The first block shows the usual breakpoints, but the second has a minus sign, which is set to have an automatic penalty equivalent to a goodbreak, so the breakpoint occurs there. You can add whatever additional penalties you want to the MOPENATLY table above. That way, you don't have to include explicit breaks in the MathML itself.

It would also be possible to use the TeX class (like REL and BIN) to determine the default penalties, but I haven't made an example of that.


Finally, if you really want to have linebreak="greatbreak", etc, then it is possible to do that as well, though that is a hack that will make your MathML invalid. Here is an example:

<!DOCTYPE html>
<html>
<head>
<title>CHTML: Additional goodbreak penalties</title>
<script type="text/x-mathjax-config">
MathJax.Hub.Config({
  CommonHTML: {linebreaks: {automatic: true}}
});
MathJax.Hub.Register.StartupHook("CommonHTML multiline Ready",function () {
  var PENALTY = MathJax.ElementJax.mml.mbase.prototype.CHTMLlinebreakPenalty;
  PENALTY.greatbreak = [-500];
});
</script>
<script src="https://cdnjs.cloudflare.com/ajax/libs/mathjax/MathJax.js?config=MML_CHTML"></script>
</head>
<body>

<div style="display:inline-block; width:120px; border:1px solid black">
<math xmlns="http://www.w3.org/1998/Math/MathML" display="block">
  <mi>I</mi>
  <mo>=</mo>
  <mi>a</mi>
  <mo>+</mo>
  <mi>a</mi>
  <mo>+</mo>
  <mi>a</mi>
  <mo>+</mo>
  <mi>a</mi>
  <mo>+</mo>
  <mi>a</mi>
</math>
</div>

<div style="display:inline-block; width:120px; border:1px solid black; margin-left:2em">
<math xmlns="http://www.w3.org/1998/Math/MathML" display="block">
  <mi>I</mi>
  <mo>=</mo>
  <mi>a</mi>
  <mo>+</mo>
  <mi>a</mi>
  <mo linebreak="greatbreak">+</mo>
  <mi>a</mi>
  <mo>+</mo>
  <mi>a</mi>
  <mo>+</mo>
  <mi>a</mi>
</math>
</div>

</body>
</html>

which produces:

linebreak5

You could add whatever additional linebreak values you want. But I don't recommend this approach, as the MathML is invalid that way.

DorianLamaro commented 6 years ago

Thank you very much for the help, and this detailed reply.

We decided to set different penalties for individual characters such as '+'.'=','(',')' etc which produced the desired effect after some experimenting in most cases.

Question, the penalties set for parentheses also seem to affect mfenced elements. Is this expected?

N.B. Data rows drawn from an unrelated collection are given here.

PR #188, opened 2017-06-21
[ADD] Module which add processus template

benwillig:
Add a processus template in management system documentation.


max3903:
Hello @benwillig 

Why not using the procedure module?

benwillig:
@max3903 Procedure and processes are not the same thing. But I understand that using the same template could be confusing.

dreispt:
I think Maxime means that the `document_page_procedure` should be extended to provide both Procedure and Process templates. I agree with this point of view - no need to have two separate modules for that.

PR #192, opened 2017-07-11
[10.0][FIX] Causes selection in a nonconformity

benwillig:
A simple management user has no create/delete rights on nonconformity causes. Then, he is not able to select/deselect causes on a nonconformity.

### DIFF
--- a/mgmtsystem_nonconformity/views/mgmtsystem_nonconformity.xml
+++ b/mgmtsystem_nonconformity/views/mgmtsystem_nonconformity.xml
@@ -158,7 +158,15 @@
                 <field name="analysis" attrs="{'readonly':[('state','not in',['analysis'])]}"/>
 
                 <separator string="Causes"/>
-                <field name="cause_ids" attrs="{'readonly':[('state','not in',['analysis'])]}"/>
+                <field name="cause_ids" attrs="{'readonly':[('state','not in',['analysis'])]}"
+                       options="{'no_create': True}">
+                  <tree create="1" delete="1" colors="blue:parent_id;">
+                    <field name="parent_id"/>
+                    <field name="name"/>
+                    <field name="description"/>
+                    <field name="sequence"/>
+                  </tree>
+                </field>
 
                 <separator string="Analysis Confirmation"/>
                 <group>


dreispt:
Sorry, I don't understand the point for this change. Can you explain?

benwillig:
There is a bug in v10 (which won't be fix by Odoo). For example, you have a model like following.

```python
class Test(models.Model):
    _name = 'test'
    user_ids = fields.Many2many(comodel_name='res.users')
```
Then you have a view with following architecture.

```xml
<form>
    <field name="user_ids"/>
</form>
```

Users who have the create and delete rights on ```res.users``` won't have any problems.

A simple user (w/o create and delete access) will not be able to select users, because he has no rights to create it. And he won't be able to deselect items, because he has no delete rights. The only workaround is to force ```create=True``` and ```delete=True``` in field architecture.

See https://github.com/odoo-dev/odoo/commit/0a157e599999fe4d93694a444d0a6fa0e6940379

dreispt:
Oh my! 😱 
I need to double check that.

eugen-don:
Hi @benwillig 
sorry gues i missunder stood the issue.

I just veryfied this behaviour.
But the desired workflow is to have the analysis be done by a user in the management-systems manager group.

benwillig:
@eugen-don I never said that a Management system user can't create nonconformities. The purpose of this fix is to allow a basic management system user to select/deselect causes on a nonconformity. He has no rights to create/delete ```mgmtsystem.nonconformity.cause```. The example I gave explained what is the bug in Odoo.

image

eugen-don:
Hi @benwillig 

yes, i just misread some other issue.

I confirmed the issue, its an odoo bug and needs fixing.

Though i dont know how long it wil take for them to fix this.

@dreispt 
we should consider merging this, since its a clean workaround for the odoo bug.

eugen-don (approved):

benwillig:
I already opened a ticket about that, and they said it won't be fix in 10.0 because it needs a deep refactoring. But maybe you will be luckier than me, so I guess it would be a good idea to open an other ticket.

eugen-don:
@benwillig thanks again for the workaround.

I took a look at your fix and i looks easy and clean, i doubt there is any deeper refactoring needed.
Anyways ill try my luck as well just in case...

eugen-don:
Hi @dreispt 
i did some extesive testing.
Everything works as expected and i did not discover any security issues.
I think we can merge this savely.

dreispt (approved):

Also, is there somewhere like the documentation that similar information about modifications is available, without pestering the devs directly?

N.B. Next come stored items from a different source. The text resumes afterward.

PR #193, opened 2017-07-11
[10.0][FIX] Auditor/Auditee selection in an audit

benwillig:
A manager has no create/delete rights on users. Then, he is not able to select/deselect users on an audit.

### DIFF
--- a/mgmtsystem_audit/views/res_users.xml
+++ b/mgmtsystem_audit/views/res_users.xml
@@ -1,0 +1,20 @@
+<?xml version="1.0" encoding="utf-8"?>
+<!-- Copyright 2017 ACSONE SA/NV
+     License AGPL-3.0 or later (http://www.gnu.org/licenses/agpl). -->
+
+<odoo>
+
+    <record model="ir.ui.view" id="mgmtsystem_audit_res_users_x2m_tree">
+        <field name="name">mgmtsystem.audit.res.users.x2m.tree (in mgmtsystem_audit)</field>
+        <field name="model">res.users</field>
+        <field name="arch" type="xml">
+            <tree create="1" delete="1">
+                <field name="name"/>
+                <field name="login"/>
+                <field name="lang"/>
+                <field name="login_date"/>
+            </tree>
+        </field>
+    </record>
+
+</odoo>
--- a/mgmtsystem_audit/__manifest__.py
+++ b/mgmtsystem_audit/__manifest__.py
@@ -3,7 +3,7 @@
 # License AGPL-3.0 or later (http://www.gnu.org/licenses/agpl).
 {
     "name": "Management System - Audit",
-    "version": "10.0.1.0.0",
+    "version": "10.0.1.0.1",
     "author": "Savoir-faire Linux, Odoo Community Association (OCA)",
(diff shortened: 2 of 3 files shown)


mgmtsystem_audit/views/res_users.xml
```diff
@@ -0,0 +1,20 @@
+<?xml version="1.0" encoding="utf-8"?>
+<!-- Copyright 2017 ACSONE SA/NV
```
eugen-don, line 2: could you remove the Copyright from the xml?
Its uncommon to copyright view definitions.

sbidoul: @eugen-don [copyright in the views is part of the OCA template](https://github.com/OCA/maintainer-tools/blob/4679ce184af4d2af3175d0b52f3178b0c231b83c/template/module/views/model_name_view.xml#L2-L3).

eugen-don:
@benwillig 
did you actually test this?
Pls, take one more look at the audit module and the settings

mgmtsystem_audit/views/res_users.xml
eugen-don: @sbidoul 
sorry i didnt notice yet

eugen-don:
@benwillig 
you need to make sure the user is actually in the managers / auditors group ? or am i missing something?

Sorry about the confusion, but you use the same view ref twice (mgmtsystem_audit_res_users_x2m_tree), meaning auditors and auditees would be the same people... it there any way you could fix this ?

benwillig:
I used the wrong view ref key indeed, I fixed it. ```form_view_ref``` and ```tree_view_ref``` key allow to open /show a specific view using its external id.

eugen-don:
@benwillig 
nice thanks

eugen-don:
@benwillig 
I did some testing and everything looks nice and works as expected.

The only litle thing i dont like is the create button, thats still displayed even though the user has no create rights on res.users
image
Any way to get it the same way as in the Nonconformities module?

If this is to much work, id still aprove since the buttons doesnt do anything by itself.

benwillig:
@eugen-don I added the option.

eugen-don:
Hi @benwillig 
somehow now the add buttons gone completely? Maybe its just a local cache issue on my machine?
Can you check it with an manager account just in case?

eugen-don:
@benwillig 
sorry.. it was my cache... Everything works fine!

eugen-don:
Hi @dreispt 
This is a fix for the same issue as https://github.com/OCA/management-system/pull/192 , we can merge it savely.

eugen-don (approved):

ThomasBinsfeld (approved):
Code and functional review :+1:

zakiuu (approved):
Code looks good, I guess you can squash the commits

benwillig:
Commits squashed!

rami-wafaie (approved):
code review and testing :+1:

pedrobaeza:
Can you change module version number?

benwillig:
Done!

adrienpeiffer (approved):
:+1: Ready to merge

PR #201, opened 2017-10-26
[FIX] Set create_date as readonly because it can't be changed anyway

benwillig:
```create_date``` can't be edited. If we want an editable date field, we should add another one.


adrienpeiffer (approved):
:+1:

ivantodorovich (approved):
LGTM 👍

max3903 (approved):

Issue #202, opened 2017-11-07
It should be 'web.base.url' (in our systems the url link in the action email always points to localhost:8069


fdvarela:
https://github.com/OCA/management-system/blob/a4f747ff21abf092b776d6602543e06d40b198ba/mgmtsystem_action/mgmtsystem_action.py#L97

max3903:
Hello @fdvarela 

Can you provide your version of Odoo please?

Thanks!

fdvarela:
Version 8

fdvarela:
Also the URL generated is weird. 
To workaround the issue I created web.base_url (with underscore) in the configuration and set it to our URL.
Now the URL in the email (the link to the action) is (HTML extract)

< a href = "https://erp.monteloeder.com/%5Bu'https://erp.monteloeder.com?db=monteloeder#model=mgmtsystem.action&amp;id=1'%5D" style="font-weight: bold;">.....< / a >

It seems the <a href tag is prepended with the web.base_url and it is concatenated with the full (correct) url

PR #203, opened 2017-11-07
[FIX] Issue #202

max3903:
[FIX] Issue #202

### DIFF
--- a/mgmtsystem_action/__openerp__.py
+++ b/mgmtsystem_action/__openerp__.py
@@ -20,7 +20,7 @@
 ##############################################################################
 {
     "name": "Management System - Action",
-    "version": "8.0.1.2.2",
+    "version": "8.0.1.2.3",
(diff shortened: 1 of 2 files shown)


max3903:
@fdvarela Please review the fix.

fdvarela:
It won't suffice. 

The email's html body is passed through a function defined in *email_template/email_template.py* line 131 
def _replace_local_links(self, cr, uid, html, context=None)

which replaces "img src" and "a href" urls prepending *web.base.url* (the right one)

I think the fix in the management system should only build the "path" part of the url and let the email_template function prepend the base url.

Lastly, but unrelated to the rest of the thread, I will try to lobby for a donation since you saved us a good amount of man hours. After today, Pledgie is closing, will there be an alternative option for individual donations?

dpvc commented 6 years ago

the penalties set for parentheses also seem to affect mfenced elements. Is this expected?

Yes. The MathML specification says that mfenced should act identically to the equivalent mrow-with-mo construct (i.e., <mfenced open="(" close=")">...</mfenced> should act exactly like <mrow><mo>(</mo>...<mo>)</mo></mrow>). Indeed, MathJax's output renders do use internal mo objects to handle their layout, so the output should be identical. That means they will have the same line break properties.

is there somewhere like the documentation that similar information about modifications is available, without pestering the devs directly?

Not really.

After today, Pledgie is closing, will there be an alternative option for individual donations?

I was unaware that it was closing. I will have to talk to the managing partner of the consortium and see what alternative they suggest.

Thank you for your willingness to contribute! That means a lot to us.

dpvc commented 6 years ago

After today, Pledgie is closing, will there be an alternative option for individual donations?

We have a new PayPal donation button on the MathJax.org website.